Likely neuropathy mechanisms progressions are protein kinase C, the polyol path, nonenzymatic glycation, poly (ADP-ribose) polymerase, polyol path, hexosamine path, oxidative stress and the decrease of neurotrophic factors which are metabolic effect from peripheral nerve damage (Yagihashi et. al., 2011). The difficulties of these metabolic effects and other confounding factors may lead to nerve damage due to the result of continued hyperglycaemia confirming the past studies that over 60% of DFU neuropathy is the outcome increasing hyperglycaemia stimulated metabolic anomalies.

Manifestation of neuropathy in diabetic patients is via the nervous system, motor and autonomic sensory mechanism and expressed loss of pain because of inequality between the friction and expansion of the foot leading to destroyed foot pressure point, then the capability of the foot to nourish the overlaying skin is destroyed leaving the skin dry and highly prone to cut and consequent infection progression, which are consequences of reduced moisture from the gland. The skin collapse giving access to compression on the bone and continuous damage to the foot muscles result to ulceration and sometimes with gangrene which is the vilest case of peripheral neuropathy resulting to amputation. (Clayton and Elasy, 2009).

A review of Ade’s medications, I will focus on his current medication in line with UK recommended diabetes medication.

Ade confirmed that he has not been consistence with taking his medication because he cannot afford continuous over counter purchase of the drug and in most cases, he adheres to his daily herbal root drink till he can afford to buy his prescribed drugs. His current prescription is metformin (500mg once daily), glibenclamide (7.5mg once daily) and aspirin (75mg, once daily).

Most indigenous Nigerian will rather adhere to daily shots of traditional herbs as a curative path to their disease rather than accepting prescribed drug by their GP for long time management , health care provider constant education on diabetes may help increase patients’ awareness and adherence to medication for improved evidence-based practice among them. (Uloko et. al.,2012).

The efficient quality brand of metformin in Nigeria, Glucophage is pricy and quite unaffordable for low income patient causing a struggle in the management of their disease conditions as a lot medical facility do not have the required guidelines to facilitate the knowledge most people living with diabetes however, this is not a problem among the wealthy people of the same country because of their ability to access quality healthcare and lifestyle management outside the coast of Nigeria (Bosun-Arije et al., 2019).

This confirms the information of the In Africa, the International Diabetes Federation African region that best clinical practise is not offered to diagnosed type2 diabetes patients (IDF, 2017).

Affluent people can affordably access good healthcare that enables them to manage their illness well.
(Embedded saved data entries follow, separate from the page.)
PR #1954, opened 2017-10-27
Retire FullNodeConfiguration

al-r3:
Remove all references to FullNodeConfiguration and just use NodeConfiguration everywhere.


node/src/main/kotlin/net/corda/node/internal/Node.kt
```diff
@@ -99,7 +98,7 @@ open class Node(configuration: FullNodeConfiguration,
     }
 
     override val log: Logger get() = logger
-    override val configuration get() = super.configuration as FullNodeConfiguration // Necessary to avoid init order NPE.
+    override val configuration get() = super.configuration  // Necessary to avoid init order NPE.
```
shamsasari: Is this overridden getter still needed?

node/src/main/kotlin/net/corda/node/internal/Node.kt
```diff
@@ -168,13 +167,13 @@ open class Node(configuration: FullNodeConfiguration,
         return NodeMessagingClient(
                 configuration,
                 versionInfo,
-                serverAddress,
+                serverAddress!!,
```
shamsasari: It looks like the `if (messagingServerAddress != null)` check above is not smart casting away the nullability. If you fix that then these two double-bangs can go away.

node/src/main/kotlin/net/corda/node/services/config/NodeConfiguration.kt
```diff
@@ -68,7 +76,16 @@ data class BridgeConfiguration(val retryIntervalMs: Long,
 
 data class ActiveMqServerConfiguration(val bridge: BridgeConfiguration)
 
-data class FullNodeConfiguration(
+fun Config.parseAsNodeConfiguration(): NodeConfiguration {
```
shamsasari: You can make this one line

node/src/test/kotlin/net/corda/node/services/config/NodeConfigurationTest.kt
```diff
@@ -0,0 +1,44 @@
...
+import net.corda.testing.ALICE
+import net.corda.testing.node.MockServices.Companion.makeTestDataSourceProperties
+import net.corda.testing.node.MockServices.Companion.makeTestDatabaseProperties
+import org.assertj.core.api.Assertions.assertThatThrownBy
+import org.junit.Test
+
+class NodeConfigurationTest {
+    @Test
+    fun `Artemis special characters not permitted in RPC usernames`() {
+        val map = mapOf<String, Any?>(
```
shamsasari: This test can be done simply by creating a NodeConfigurationImpl - no need to use the typesafe config API. In fact there's a TODO in NodeConfigurationImpl.init  to move the username checks to ArtemisMessagingServer. There you could probably just need to deal with `User` objects for test.

node/src/main/kotlin/net/corda/node/internal/Node.kt
al-r3: fixed, and removed that funny construct with 'with' & friends.

node/src/test/kotlin/net/corda/node/services/config/NodeConfigurationTest.kt
al-r3: I'd like NodeConfigurationImpl to be private, hence I don't want to use it in tests either.
Said that, I can't find any use of rpcUsers, unless I'm missing some reflection magic, there's an RPCUserService which gets somehow a list of Users, I'm not sure if that would be the place I should put that check in

shamsasari: If it's too much then just create a NodeConfigurationImpl directly. You can always make it internal and annotate it visiblefortesting.

al-r3: found where it was used, (which was actually RPCUserServiceImpl). Moved all the logic and test logic there

node/src/main/kotlin/net/corda/node/internal/Node.kt
al-r3: removed (I was scared by the comment)

PR #1955, opened 2017-10-27
Refactor Kryo into sub module just like AMQP

fenryka:
Prior to enabling AMQP RPC move Kryo code to it's own submodule just like AMQP

### DIFF
--- a/client/rpc/src/main/kotlin/net/corda/client/rpc/CordaRPCClient.kt
+++ b/client/rpc/src/main/kotlin/net/corda/client/rpc/CordaRPCClient.kt
@@ -7,6 +7,7 @@ import net.corda.core.messaging.CordaRPCOps
 import net.corda.core.utilities.NetworkHostAndPort
 import net.corda.nodeapi.ArtemisTcpTransport.Companion.tcpTransport
 import net.corda.nodeapi.ConnectionDirection
+import net.corda.nodeapi.internal.serialization.AMQP_RPC_CLIENT_CONTEXT
 import net.corda.nodeapi.internal.serialization.KRYO_RPC_CLIENT_CONTEXT
 import java.time.Duration
 
--- a/node-api/src/main/kotlin/net/corda/nodeapi/internal/serialization/CordaClassResolver.kt
+++ b/node-api/src/main/kotlin/net/corda/nodeapi/internal/serialization/CordaClassResolver.kt
@@ -12,6 +12,7 @@ import net.corda.core.serialization.CordaSerializable
 import net.corda.core.serialization.SerializationContext
 import net.corda.core.utilities.loggerFor
 import net.corda.nodeapi.internal.serialization.amqp.hasAnnotationInHierarchy
+import net.corda.nodeapi.internal.serialization.kryo.ThrowableSerializer
 import java.io.PrintWriter
 import java.lang.reflect.Modifier.isAbstract
 import java.nio.charset.StandardCharsets
--- a/node/src/main/kotlin/net/corda/node/internal/Node.kt
+++ b/node/src/main/kotlin/net/corda/node/internal/Node.kt
@@ -39,6 +39,7 @@ import net.corda.nodeapi.ConnectionDirection
 import net.corda.nodeapi.internal.ShutdownHook
 import net.corda.nodeapi.internal.addShutdownHook
 import net.corda.nodeapi.internal.serialization.*
+import net.corda.nodeapi.internal.serialization.amqp.AMQPServerSerializationScheme
 import org.apache.activemq.artemis.api.core.ActiveMQNotConnectedException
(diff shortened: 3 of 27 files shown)


client/rpc/src/main/kotlin/net/corda/client/rpc/CordaRPCClient.kt
```diff
@@ -77,6 +78,7 @@ class CordaRPCClient @JvmOverloads constructor(
     private val rpcClient = RPCClient<CordaRPCOps>(
             tcpTransport(ConnectionDirection.Outbound(), hostAndPort, config = null),
             configuration.toRpcClientConfiguration(),
+            //AMQP_RPC_CLIENT_CONTEXT
```
andr3ej: commented code shouldn't really go into master

node-api/src/main/kotlin/net/corda/nodeapi/internal/serialization/kryo/KryoSerialisationScheme.kt
```diff
@@ -0,0 +1,132 @@
+package net.corda.nodeapi.internal.serialization.kryo
```
andr3ej: british english is fine in comments and docs but this filename should be US english for consistency with others

node/src/main/kotlin/net/corda/node/internal/Node.kt
```diff
@@ -370,6 +371,11 @@ open class Node(configuration: FullNodeConfiguration,
             registerScheme(KryoServerSerializationScheme())
             registerScheme(AMQPServerSerializationScheme())
         }
+        /*
+        SerializationDefaults.P2P_CONTEXT = AMQP_P2P_CONTEXT.withClassLoader(classloader)
+        SerializationDefaults.RPC_SERVER_CONTEXT = AMQP_RPC_SERVER_CONTEXT.withClassLoader(classloader)
+        SerializationDefaults.STORAGE_CONTEXT = AMQP_STORAGE_CONTEXT.withClassLoader(classloader)
+        */
```
andr3ej: if this is effectively a todo, i don't think it's appropriate to use master for that

fenryka: You haven't seem master recently, it's full of TODO's,

mnesbit: I agree I don't like commented out code either. If we need a config switch lets make it one.

andr3ej: @fenryka master is probably not the best place to learn best practices

fenryka:
So the commented code is really only there because it's all going to change in the next commit given this is just a prelim to actually enabling AMQP, so meh, but people seem super keen on them going away now and not soon so I'll remove it

node/src/main/kotlin/net/corda/node/internal/Node.kt
fenryka: I learned those 15 years ago ;)

node-api/src/main/kotlin/net/corda/nodeapi/internal/serialization/kryo/KryoSerialisationScheme.kt
fenryka: that is a good point!

client/rpc/src/main/kotlin/net/corda/client/rpc/CordaRPCClient.kt
fenryka: done

fenryka:
@mnesbit It's kinda the way it was done "at the time", ultimately given we're going to rip out Kryo except for storage the lack of matrix aplicability won't be too noticable

node-api/src/main/kotlin/net/corda/nodeapi/internal/serialization/CordaClassResolver.kt
```diff
@@ -12,6 +12,7 @@ import net.corda.core.serialization.CordaSerializable
 import net.corda.core.serialization.SerializationContext
 import net.corda.core.utilities.loggerFor
 import net.corda.nodeapi.internal.serialization.amqp.hasAnnotationInHierarchy
+import net.corda.nodeapi.internal.serialization.kryo.ThrowableSerializer
```
rick-r3: Is this spurious?

fenryka: it is not :)

When ThrowableSEializer was in the higher level serialisation package we could just resolve it, now it's moved to a sub module we need to explicitly import it

rick-r3: Makes sense

PR #1956, opened 2017-10-27
Clean up of devModeOptions

shamsasari:


shamsasari:
Scaling back my changes. Making `testConfiguration` return NodeConfigurationImpl is not as simple as initially thought.

.idea/runConfigurations/BankOfCordaDriverKt___Issue_Web.xml
```diff
@@ -1,6 +1,7 @@
 <component name="ProjectRunConfigurationManager">
   <configuration default="false" name="BankOfCordaDriverKt - Issue Web" type="JetRunConfigurationType" factoryName="Kotlin">
     <extension name="coverage" enabled="false" merge="false" sample_coverage="true" runner="idea" />
+    <extension name="krasa.grepconsole.plugin.runConfiguration.GrepRunConfigurationExtension" selectedProfileId="0" />
```
blsemo: Is adding this extension part of the clean-up? Is that used in IntelliJ or in some output?

node/src/main/kotlin/net/corda/node/services/config/NodeConfiguration.kt
```diff
@@ -101,6 +97,8 @@ data class NodeConfigurationImpl(
         override val minimumPlatformVersion: Int = 1,
         override val rpcUsers: List<User>,
         override val verifierType: VerifierType,
+        // TODO typesafe config supports the notion of durations. Make use of that by mapping it to java.time.Duration.
```
blsemo: Shouldn't these TODO really be on the interface? Would be nice to have all proposed changes in one place, but not really important...

.idea/runConfigurations/BankOfCordaDriverKt___Issue_Web.xml
shamsasari: No, its just that I have this plugin installed and Intellij insists on updating this file. This is going to be an ongoing issue I think.

node/src/main/kotlin/net/corda/node/services/config/NodeConfiguration.kt
shamsasari: Probably, but I'm not convinced yeah need the separate interface...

Poor people, however, struggle to gain access to effective treatment. It has been noted that many health settings lack effective policies that can facilitate the empowerment of individuals diagnosed with the condition, especially for people with limited income (Chan, 2016). In Africa, the International Diabetes Federation African region warned that optimal management was not being delivered to most patients diagnosed with T2DM in clinical practice

Metformin due to its wide endorsement and favoured antidiabetic drug by present current clinical guidelines (Ogbonna and Ezenduka 2014, NICE, 2010) has made it the first line of diabetes management drug in Nigeria and it is highly recommended along with lifestyle adjustment for both obese and non-obese diabetic patients.
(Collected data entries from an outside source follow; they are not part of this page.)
PR #1958, opened 2017-10-30
Add helper for checking whether to check checkpoints and unit test it.

blsemo:
Put check for checkpoint checking in a small helper function and test that

### DIFF
--- a/node/src/main/kotlin/net/corda/node/services/config/NodeConfiguration.kt
+++ b/node/src/main/kotlin/net/corda/node/services/config/NodeConfiguration.kt
@@ -49,7 +49,7 @@ interface NodeConfiguration : NodeSSLConfiguration {
     val detectPublicIp: Boolean get() = true
 }
 
-fun NodeConfiguration.shouldCheckCheckpoints(): Boolean{
+fun NodeConfiguration.shouldCheckCheckpoints(): Boolean {
     return this.devMode && this.devModeOptions?.disableCheckpointChecker != true
 }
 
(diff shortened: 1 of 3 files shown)


node/src/main/kotlin/net/corda/node/services/config/NodeConfiguration.kt
```diff
@@ -49,6 +49,10 @@ interface NodeConfiguration : NodeSSLConfiguration {
     val detectPublicIp: Boolean get() = true
 }
 
+fun NodeConfiguration.shouldCheckCheckpoints(): Boolean{
```
shamsasari: space before {

node/src/main/kotlin/net/corda/node/services/config/NodeConfiguration.kt
```diff
@@ -49,6 +49,10 @@ interface NodeConfiguration : NodeSSLConfiguration {
...
+    return this.devMode && this.devModeOptions?.disableCheckpointChecker != true
```
shamsasari: I think the problem is with the check in NodeConfigurationImpl.init. Shouldn't it be `require((devModeOptions != null) == devMode)`?

blsemo: Not really - the whole point of having devModeOptions as an extra parameter rather than replacing the devMode flag was to keep existing configurations valid - but if you do the check like you proposed, a configuration with devMode == true but without specifying devModeOptions would be invalid. After all, we can't default the devMode options as they are supposed to be null in non-devMode.
We could drop the requirement to not break old configurations and replace devMode with devModeOptions.

shamsasari: If we did replace devMode with devModeOptions then who would we be breaking? Nothing deployed on testnet (I hope).

The problem I have is that `devMode &&` should be a redundant check. If we add anything to DevModeOptions then wherever it's used will also need to check for `devMode`, so it's a design smell. `devModeOptions == null` should imply `devMode == true`.

PR #1960, opened 2017-10-30
Upgraded to gradle 4.3

Clintonio:
https://github.com/gradle/gradle/releases/tag/v4.3.0


gradle-plugins/cordapp/src/main/kotlin/net/corda/plugins/CordappPlugin.kt
```diff
@@ -61,7 +61,8 @@ class CordappPlugin : Plugin<Project> {
         }
         filteredDeps.forEach {
             // net.corda or com.r3.corda.enterprise may be a core dependency which shouldn't be included in this cordapp so give a warning
-            if ((it.group.startsWith("net.corda.") || it.group.startsWith("com.r3.corda.enterprise."))) {
+            val group = it.group?.toString()
```
chrisr3: Maybe avoid the null-check?
```kotlin
val group = it.group?.toString() ?: ""
```

PR #1969, opened 2017-10-31
[CORDA-446] Remove mentions of networkmap node in DemoBench

al-r3:
Remove mentions of networkmap node from Demobench.

Note that Demobench used to check for a network map to decide whether one could launch a Notary or a non-notary node.
Now it checks for there being a running notary.


al-r3:
Yes, we don't support nodes removal right now and I don't know when we will.
Also only because a node is down it doesn't mean you can send a message to it, which should be sent to it when/if it comes up. To what extent this makes sense within Demobench I'm unclear.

Adegbola et al., (2017) reported in their study that the effect of metformin for diabetes management supersedes other antihyperglycemic drugs in reducing the problem of macrovascular- and microvascular diseases associated with advance diabetic patient.

Hemmingsen et al., (2014) in comparing the use of either sulfonylurea or metformin as single therapy in the management of type 2 diabetes, metformin was considered widely acceptable as there is no link of hypoglycaemia and not also not associated with weight gain.